# timeshareliquidationservice



## FlyKaesan (Mar 28, 2008)

Has anyone used mike @ timeshareliquidationservice?

Does business only with personal checks and just wondering if anyone used his service.


----------



## Bill4728 (Mar 28, 2008)

Never done business with them but I sure like their website   www.timeshareliquidationservice.com 

It sure it nice to see website which makes it crystal clear who you are dealing with.


----------



## FlyKaesan (Mar 29, 2008)

Bill4728 said:


> Never done business with them but I sure like their website   www.timeshareliquidationservice.com
> 
> It sure it nice to see website which makes it crystal clear who you are dealing with.



Problem is they are not www.timeshareliquidationservice.com but timeshareliquidationservice.net .

anyone?


----------



## LLW (Mar 29, 2008)

FlyKaesan said:


> Problem is they are not www.timeshareliquidationservice.com but timeshareliquidationservice.net .
> 
> anyone?



They both have the same phone number, so I would say they are one and the same.


----------



## FlyKaesan (Mar 29, 2008)

if they are business, they should accept credit card or paypal.
They only accept personal checks.


----------



## FlyKaesan (Mar 29, 2008)

LLW said:


> They both have the same phone number, so I would say they are one and the same.



the www.timeshareliquidationservice.net doesn't work and I have never given you the phone number.  How would you know if they are the same? or same phone number?


----------



## johnmfaeth (Mar 29, 2008)

Their is a Mike listed on the .com and they do take credit cards. Could the .net have been a failed web attempt before their real .com site? .net is recommended for community/service provider type sites, not for individual commercial sites.


----------



## FlyKaesan (Mar 29, 2008)

Mike Murphy" <mike@timeshareliquidationservice.net
 "Murphiavelli@yahoo.com" <Murphiavelli@yahoo.com>
Date:	Sat, 29 Mar 2008 0:44:00 +0000

Had dispute issues with Paypal, took them 3 months to refund money to
 me on a transaction.  Now I boycott them.


----------



## johnmfaeth (Mar 30, 2008)

Sounds like he has a Machiavelli complex too  

Not a good sign....


----------



## LLW (Mar 30, 2008)

FlyKaesan said:


> the www.timeshareliquidationservice.net doesn't work and I have never given you the phone number.  How would you know if they are the same? or same phone number?

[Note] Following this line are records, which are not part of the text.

Issue #511, opened 2021-05-03
Make play/pause indicators configurable


fwcd:
The player currently displays the 'play icon' when a song is playing and the 'pause icon' when it's not playing. Since most traditional audio player GUIs do this the other way around, is there a specific reason for the current way?

hrkfdn:
Hmm, I'm not sure about this one. It's more of a playback status indicator than a button, that's why it's the way it currently is. I think if it were a button to toggle playback, it would make sense to reverse the icons, but in this case it seems rather counterintuitive to me. Any other thoughts?

JojiiOfficial:
I personally see it as button, even though I use 'P' to toggle playback. As @fwcd already pointed out, most audio player GUIs treat it as button and I think this point of view is preserved while using ncspot (at least in my case). In addition you can click the icon with the mouse to toggle playback as well. I was kinda confused the first time I used ncspot why the indicator status was inverted.

codicodi:
It seems unintuitive to me as well (especially since I also use a custom MPRIS widget that always shows the opposite of what ncspot does). Maybe icons could be made configurable, similar to how colors are?

ClashTheBunny:
I do have to look at the time tick when I don't hear anything because it's not intuitive to me.

AndydeCleyre:
Ha, I came here looking for the opposite bug. 

I had no idea that was a button, so was sure it was a bug, showing the pause icon while the state is playing, as I considered the widget to be just like the shuffle icon, which shows a shuffle symbol when the state is shuffle.

So now I try clicking the shuffle icon (and elsewhere), and realize that the whole status bar is one big play/pause button.

So that little indicator, to me, is *not* a button, but an indicator, that happens to reside within a large toggle button.

I would appreciate an option to have the indicator show the current state again, rather than the opposite of the current state.

BachoSeven:
https://xkcd.com/1172/ `/s`

hrkfdn:
Haha, I feared this would happen 😄 It was meant to be an indicator actually. Maybe making it configurable is a good idea.

hrkfdn:
Okay, I have reverted to the old behaviour and made this a configurable setting.

fwcd:
While I would argue that defaulting to the flipped version would be more intuitive for people used to traditional, button-style UIs, having it configurable is definitely nice and should make everyone happy :+1:

hrkfdn:
[...]

PR #1620, opened 2025-04-10
fix: indicators were wrong

nettproxy:
I fixed the Indicators, as it was showing "Playing" when the track was paused, and "Paused" when the track was playing.

### DIFF
--- a/src/ui/statusbar.rs
+++ b/src/ui/statusbar.rs
@@ -58,8 +58,8 @@ impl StatusBar {
         };
 
         match status {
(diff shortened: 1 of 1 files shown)


hrkfdn:
Hey! Thanks for the PR.

This seems to be somewhat controversial, people have different interpretations for which indicator should be shown. See also this discussion https://github.com/hrkfdn/ncspot/issues/511.

Back when we therefore decided to make it configurable via `flip_status_indicators`.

There are ways to find out.  

I don't know why they have both .com and .net. But if you search TUG you will find a classified ad of theirs with the .net email address, and the phone number there is the same as that on the .com web site that Bill put up above.

Timeshare Liauidation Service is a major Worldmark reseller located in Redmond, Washington. I have never purchased from them, so I don't know their business practices. If you search for them on the Worldmark forums, some discussions will probably come up.


----------



## Whichway (Mar 30, 2008)

Both sites were registered by the same company (person):

Registrant:
Timeshare Liquidation Service, Inc.
Dan Murphy
16272 Cleveland Street
Redmond, WA 98052

Email: troy@tatenterprisesinc.com

Registrar Name....: REGISTER.COM, INC.
Registrar Whois...: whois.register.com
Registrar Homepage: www.register.com

Domain Name: timeshareliquidationservice.com

Created on..............: Mon, Sep 11, 2000
Expires on..............: Sat, Sep 11, 2010
Record last updated on..: Fri, Aug 10, 2007

Administrative Contact:
Timeshare Liquidation Service, Inc.
Dan Murphy
16272 Cleveland Street
Redmond, WA 98052
US
Phone: 425-497-1939
Email: troy@tatenterprisesinc.com

Technical Contact:
Register.Com
Domain Registrar
575 8th Avenue 11th Floor
New York, NY 10018
US
Phone: 1-902-7492701
Email: domain-registrar@register.com

DNS Servers:

ns19b.nameservers.net
ns19a.nameservers.net


____________________________________

Registrant:
Timeshare Liquidation Service, Inc.
Dan Murphy
16272 Cleveland Street
Redmond, WA 98052
US
Email: troy@tatenterprisesinc.com

Registrar Name....: REGISTER.COM, INC.
Registrar Whois...: whois.register.com
Registrar Homepage: www.register.com

Domain Name: timeshareliquidationservice.net

Created on..............: Thu, Sep 23, 2004
Expires on..............: Wed, Sep 23, 2009
Record last updated on..: Tue, Nov 27, 2007

Administrative Contact:
Timeshare Liquidation Service, Inc.
Dan Murphy
16272 Cleveland Street
Redmond, WA 98052
US
Phone: 425-497-1939
Email: troy@tatenterprisesinc.com

Technical Contact:
Register.Com
Domain Registrar
575 8th Avenue 11th Floor
New York, NY 10018
US
Phone: 1-902-7492701
Email: domain-registrar@register.com

DNS Servers:

dns029.c.register.com
dns010.d.register.com
dns158.a.register.com
dns176.b.register.com


----------



## LLW (Mar 31, 2008)

FlyKaesan said:


> if they are business, they should accept credit card or paypal.
> They only accept personal checks.






FlyKaesan said:


> Had dispute issues with Paypal, took them 3 months to refund money to
> me on a transaction. Now I boycott them.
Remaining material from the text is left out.